Answer
a. $w=4\sqrt 3\approx 6.93in$, $d=4\sqrt 6\approx 9.80in$
b. See graph and explanations.
c. See graph and explanations.
Work Step by Step
a. We can model the strength with an equation $S=kwd^2$ where $k\gt0$ is a constant. Using the Pythagorean Theorem, we have $w^2+d^2=12^2$ or $d^2=144-w^2$; thus $S=kw(144-w^2)=k(144w-w^3)$, $S'=k(144-3w^2)$, and $S'=-6kw$. Setting $S'=0$, we get $w=4\sqrt 3\approx 6.93in$, $d=\sqrt {144-\frac{144}{3}}=4\sqrt 6\approx 9.80in$, and $S=kwd^2=4\sqrt 3\times16\times6k=384\sqrt 3\approx665.1k$.
We can confirm that this is a maximum by checking $S''=-6kw=-24\sqrt 3k\lt0$, indicating a concave down region with a maximum.

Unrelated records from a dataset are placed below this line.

PR #9503, opened 2021-12-30
[ROM] Calculate ROM basis output process

rubenzorrilla:
**📝 Description**
This PR adds a process to set up the `RomParameters.json` file, including the calculation of the ROM basis. I want to stress that, as this is routine outputting something, I derived it from the `OutputProcess` class. This makes possible to straightforwardly customize the snapshot frequency, something that might be interesting to limit the computational effort in large (potentially explicit) simulations. Unittesting has been added accordingly.

PR #9504, opened 2021-12-31
[ROM] Complement offline stage of ROM

Rbravo555:
#depends on #9503

**📝 Description**
This PR adds the possibility to modify the parameters of a ROM simulation by editing the RomParameters.json.

In Particular, to indicate that a ROM simulation should be used for training the HROM elements and weights, it was necessary to pass a string to RomAnalysis. Now, one needs to set  "train_rom": True in the RomParameters.json.

**🆕 Changelog**
- Getting rid of the ElementsAndWeights.json file. Instead, its content is appended to the RomParameters.json
- Getting rid of the CreateHRomAnalysisInstance of the rom_analysis
- Modifying parameters of the rom_output_process to include train_hrom and run_hrom


rubenzorrilla:
As the previous implementation was way intrusive, I created the `AuxiliaryRomUtilities`. In there I've defined two static methods, one for the creation of the HROM computing model part and the visualization one. Regarding the former, I've basically refactored the previous Python code to c++. Concerning the latter, I think that the solution we had so far is not very convenient, as it relies on the existent conditions to create the visualization mesh. Chances are that there are no conditions, so no visualization mesh is created. Instead, I suggest to detect the skin and create those entities manually (in this PR I'm only adding the interface, I'd add this capability in a different PR).

Another open issue is to add the capability to optionally add the condition together with its parent element in the HROM computing model part creation as this might be needed in some formulations. 

(I didn't test the implementation yet)

rubenzorrilla:
@Rbravo555 @SADPR I think we should start thinking about merging this (otherwise the PR will get bigger and bigger). On top of the HROM workflow enhancements, now we have the capability to add HROM condition parents and minimum conditions. Besides this, the skin of a volumetric body can be generated as a visualization mesh. To this regard, in a future PR we should create a process to do the solution projection onto this mesh (as well as the BC imposition) and the output. Note that this comes after the fact that the **visualization model parts are independent to the HROM one**.

rubenzorrilla:
#9608 must be merged first.

applications/RomApplication/custom_utilities/rom_auxiliary_utilities.cpp
```diff
@@ -0,0 +1,440 @@
...
+    NodesPointerSetType hrom_nodes_set;
+    std::vector<Element::Pointer> hrom_elems_vect;
+    std::vector<Condition::Pointer> hrom_conds_vect;
+
+    const auto& r_elem_weights = HRomWeights["Elements"];
+    hrom_elems_vect.reserve(rOriginModelPart.NumberOfElements());
+    for (auto it = r_elem_weights.begin(); it != r_elem_weights.end(); ++it) {
+        // Get element from origin mesh
+        const IndexType elem_id = stoi(it.name());
+        const auto p_elem = rOriginModelPart.pGetElement(elem_id + 1); //FIXME: WHY THIS +1?
```
SADPR, line 62: Is it going to remain +1?  For me, it is ok for now...

rubenzorrilla: I'd change the Ids 0 issue in a standalone PR to easily backtrack the changes if something gets messed up.

applications/RomApplication/python_scripts/rom_analysis.py
```diff
@@ -46,78 +86,67 @@ def ModifyAfterSolverInitialize(self):
...
-                    res_mat = self.ResidualUtilityObject.GetResiduals()
-                    np_res_mat = np.array(res_mat, copy=False)
-                    self.time_step_residual_matrix_container.append(np_res_mat)
-
+            # Call the HROM training utility to append the current step residuals
+            # Note that this needs to be done prior to the other processes to avoid unfixing the BCs
+            if self.train_hrom:
+                self.__hrom_training_utility.AppendCurrentStepResiduals()
+
+            # #FIXME: Make this optional. This must be a process
```
SADPR, line 117: I'm confused with this, isn't it always projected in ProjectToFineBasis?

rubenzorrilla: The point is that the visualization model parts must be independent to the HROM one. I'll take care of this in an upcoming PR. So far I only included some tools required for the creation of such model parts.

SADPR (commented):
It looks good to me. @Rbravo555 check it so we can merge it.

applications/RomApplication/python_scripts/rom_analysis.py
```diff
@@ -4,6 +4,7 @@
 import KratosMultiphysics.RomApplication as KratosROM
 from KratosMultiphysics.RomApplication import new_python_solvers_wrapper_rom
 from KratosMultiphysics.RomApplication.hrom_training_utility import HRomTrainingUtility
+from KratosMultiphysics.RomApplication.calculate_rom_basis_output_process import CalculateRomBasisOutputProcess
```
rubenzorrilla, line 7: Why is this required? The process must be imported by the factory when instantiating the content of the `output_process_list`?

Rbravo555: I noticed the ROM simulation runs well right after the training. But when launching it separately (for changing the number of modes to use for example) Kratos complained that the “calculate_rom_output_process” didn’t belong to the RomApplication. Importing it manually here solved the problem for me..

rubenzorrilla: OK. My bet is that if the process is not added in the process list it is not imported, then it cannot do the check below.

rubenzorrilla (approved):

b. With $k=1$, we have $S=144w-w^3$ and we can graph the function as shown in the figure. We can find a maximum at $(6.93,665.1)$, which agrees with the results from part (a).
c. Rewrite the function in terms of $d$; we have $S=wd^2=d^2\sqrt {144-d^2}$ and we can graph the function as shown in the figure. We can find a maximum at $(9.80,665.1)$, which agrees with the results from part (a).